What you are asked to do
In the listing below, find each line containing "export" and report it.

::: Extracted data :::

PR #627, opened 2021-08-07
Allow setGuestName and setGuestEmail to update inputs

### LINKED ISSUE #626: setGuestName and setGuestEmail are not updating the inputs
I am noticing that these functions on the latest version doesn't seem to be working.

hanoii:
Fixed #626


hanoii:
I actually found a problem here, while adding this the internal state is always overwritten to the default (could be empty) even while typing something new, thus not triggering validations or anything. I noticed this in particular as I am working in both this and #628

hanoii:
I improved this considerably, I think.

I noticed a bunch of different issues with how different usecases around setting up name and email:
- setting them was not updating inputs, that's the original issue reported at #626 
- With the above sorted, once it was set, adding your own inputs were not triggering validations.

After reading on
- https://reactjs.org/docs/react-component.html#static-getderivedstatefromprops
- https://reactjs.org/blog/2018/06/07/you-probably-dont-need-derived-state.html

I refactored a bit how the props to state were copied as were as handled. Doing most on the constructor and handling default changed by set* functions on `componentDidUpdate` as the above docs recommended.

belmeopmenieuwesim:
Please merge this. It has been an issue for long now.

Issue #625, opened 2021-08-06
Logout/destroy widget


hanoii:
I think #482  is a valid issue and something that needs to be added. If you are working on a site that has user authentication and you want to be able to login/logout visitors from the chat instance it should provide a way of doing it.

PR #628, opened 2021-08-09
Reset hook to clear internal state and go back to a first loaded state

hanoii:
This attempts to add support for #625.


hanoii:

:::
::: Extracted data :::

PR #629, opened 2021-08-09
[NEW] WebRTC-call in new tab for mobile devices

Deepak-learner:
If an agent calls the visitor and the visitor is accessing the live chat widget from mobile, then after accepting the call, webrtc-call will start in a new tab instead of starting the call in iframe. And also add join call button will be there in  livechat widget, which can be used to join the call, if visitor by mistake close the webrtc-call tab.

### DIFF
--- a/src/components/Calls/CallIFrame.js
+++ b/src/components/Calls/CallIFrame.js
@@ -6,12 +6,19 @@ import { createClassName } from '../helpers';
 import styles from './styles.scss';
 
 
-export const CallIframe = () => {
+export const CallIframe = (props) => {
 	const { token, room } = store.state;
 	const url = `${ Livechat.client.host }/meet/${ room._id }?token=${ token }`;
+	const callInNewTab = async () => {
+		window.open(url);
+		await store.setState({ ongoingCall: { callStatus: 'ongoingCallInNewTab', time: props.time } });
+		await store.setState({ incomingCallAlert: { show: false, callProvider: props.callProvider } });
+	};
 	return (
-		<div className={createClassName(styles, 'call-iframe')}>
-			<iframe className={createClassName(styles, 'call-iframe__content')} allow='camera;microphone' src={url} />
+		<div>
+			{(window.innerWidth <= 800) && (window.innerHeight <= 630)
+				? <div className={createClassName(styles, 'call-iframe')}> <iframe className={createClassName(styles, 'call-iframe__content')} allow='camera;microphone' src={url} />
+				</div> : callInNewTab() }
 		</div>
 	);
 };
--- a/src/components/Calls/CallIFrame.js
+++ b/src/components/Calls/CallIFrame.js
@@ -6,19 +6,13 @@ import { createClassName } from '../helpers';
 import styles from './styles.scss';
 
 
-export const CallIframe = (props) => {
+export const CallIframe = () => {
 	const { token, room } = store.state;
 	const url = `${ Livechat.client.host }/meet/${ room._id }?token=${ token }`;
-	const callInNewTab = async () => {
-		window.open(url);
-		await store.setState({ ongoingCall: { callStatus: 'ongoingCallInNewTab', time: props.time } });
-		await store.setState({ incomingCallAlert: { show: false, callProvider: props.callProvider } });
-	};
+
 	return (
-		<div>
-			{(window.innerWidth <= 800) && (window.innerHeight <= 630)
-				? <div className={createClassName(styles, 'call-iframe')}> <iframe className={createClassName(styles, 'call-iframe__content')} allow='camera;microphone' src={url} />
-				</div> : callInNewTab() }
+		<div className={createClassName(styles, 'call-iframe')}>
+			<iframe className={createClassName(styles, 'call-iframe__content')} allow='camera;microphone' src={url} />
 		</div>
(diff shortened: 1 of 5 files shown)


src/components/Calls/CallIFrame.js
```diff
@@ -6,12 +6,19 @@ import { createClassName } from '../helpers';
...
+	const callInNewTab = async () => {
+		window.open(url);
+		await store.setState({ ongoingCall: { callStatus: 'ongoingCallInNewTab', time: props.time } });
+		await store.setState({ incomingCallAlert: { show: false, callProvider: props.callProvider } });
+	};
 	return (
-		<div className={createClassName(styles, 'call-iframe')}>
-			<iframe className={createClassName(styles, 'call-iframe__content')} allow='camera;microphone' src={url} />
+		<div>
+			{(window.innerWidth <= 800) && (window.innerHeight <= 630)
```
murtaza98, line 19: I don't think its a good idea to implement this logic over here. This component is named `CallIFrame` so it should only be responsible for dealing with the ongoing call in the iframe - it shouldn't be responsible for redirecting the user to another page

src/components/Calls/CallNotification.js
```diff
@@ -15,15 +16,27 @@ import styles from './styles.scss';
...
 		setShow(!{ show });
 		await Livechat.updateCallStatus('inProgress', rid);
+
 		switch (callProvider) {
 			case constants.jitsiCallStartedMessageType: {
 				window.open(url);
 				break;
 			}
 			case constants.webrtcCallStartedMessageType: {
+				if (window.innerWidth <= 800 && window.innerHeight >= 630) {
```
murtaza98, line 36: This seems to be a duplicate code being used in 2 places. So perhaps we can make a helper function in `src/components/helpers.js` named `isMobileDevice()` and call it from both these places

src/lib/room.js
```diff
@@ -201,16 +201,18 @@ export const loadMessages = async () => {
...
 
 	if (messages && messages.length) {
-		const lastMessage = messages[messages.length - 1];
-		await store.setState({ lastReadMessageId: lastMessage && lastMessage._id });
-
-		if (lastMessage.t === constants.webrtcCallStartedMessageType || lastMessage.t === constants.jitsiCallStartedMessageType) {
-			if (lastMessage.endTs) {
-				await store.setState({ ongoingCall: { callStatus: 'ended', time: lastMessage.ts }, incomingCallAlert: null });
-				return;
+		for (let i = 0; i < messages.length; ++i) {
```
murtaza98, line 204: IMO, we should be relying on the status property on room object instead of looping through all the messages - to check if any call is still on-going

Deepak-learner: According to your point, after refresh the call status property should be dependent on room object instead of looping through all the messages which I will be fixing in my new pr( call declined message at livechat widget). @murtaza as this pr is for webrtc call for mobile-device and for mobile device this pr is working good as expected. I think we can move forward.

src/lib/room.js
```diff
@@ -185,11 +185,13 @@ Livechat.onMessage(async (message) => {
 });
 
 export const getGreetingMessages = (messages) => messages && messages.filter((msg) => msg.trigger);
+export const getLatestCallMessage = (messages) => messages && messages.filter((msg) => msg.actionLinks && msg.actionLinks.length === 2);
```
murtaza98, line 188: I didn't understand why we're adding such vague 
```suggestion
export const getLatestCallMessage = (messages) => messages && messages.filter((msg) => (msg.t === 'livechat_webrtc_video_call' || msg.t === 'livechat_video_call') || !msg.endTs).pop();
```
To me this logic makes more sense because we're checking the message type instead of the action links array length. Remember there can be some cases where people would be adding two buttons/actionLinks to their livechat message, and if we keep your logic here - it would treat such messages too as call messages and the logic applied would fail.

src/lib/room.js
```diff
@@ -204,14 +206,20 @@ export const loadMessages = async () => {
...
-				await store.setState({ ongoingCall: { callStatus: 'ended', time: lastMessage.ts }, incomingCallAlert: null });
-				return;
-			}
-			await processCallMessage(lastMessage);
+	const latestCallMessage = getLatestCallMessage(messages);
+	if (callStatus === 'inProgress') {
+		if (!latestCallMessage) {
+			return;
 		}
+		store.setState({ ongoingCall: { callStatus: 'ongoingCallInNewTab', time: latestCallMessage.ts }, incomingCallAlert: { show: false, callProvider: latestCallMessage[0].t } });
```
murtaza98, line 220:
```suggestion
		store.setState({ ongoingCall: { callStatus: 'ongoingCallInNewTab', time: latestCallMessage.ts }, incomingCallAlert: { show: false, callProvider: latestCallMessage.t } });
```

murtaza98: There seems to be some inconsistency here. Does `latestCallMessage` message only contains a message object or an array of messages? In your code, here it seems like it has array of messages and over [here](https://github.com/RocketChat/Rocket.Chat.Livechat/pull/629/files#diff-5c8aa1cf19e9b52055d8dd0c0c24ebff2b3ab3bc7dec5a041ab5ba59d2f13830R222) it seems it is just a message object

:::

Worked solution
-export const CallIframe = () => {
+export const CallIframe = (props) => {
-export const CallIframe = (props) => {
+export const CallIframe = () => {
@@ -201,16 +201,18 @@ export const loadMessages = async () => {
 export const getGreetingMessages = (messages) => messages && messages.filter((msg) => msg.trigger);
+export const getLatestCallMessage = (messages) => messages && messages.filter((msg) => msg.actionLinks && msg.actionLinks.length === 2);
export const getLatestCallMessage = (messages) => messages && messages.filter((msg) => (msg.t === 'livechat_webrtc_video_call' || msg.t === 'livechat_video_call') || !msg.endTs).pop();
@@ -204,14 +206,20 @@ export const loadMessages = async () => {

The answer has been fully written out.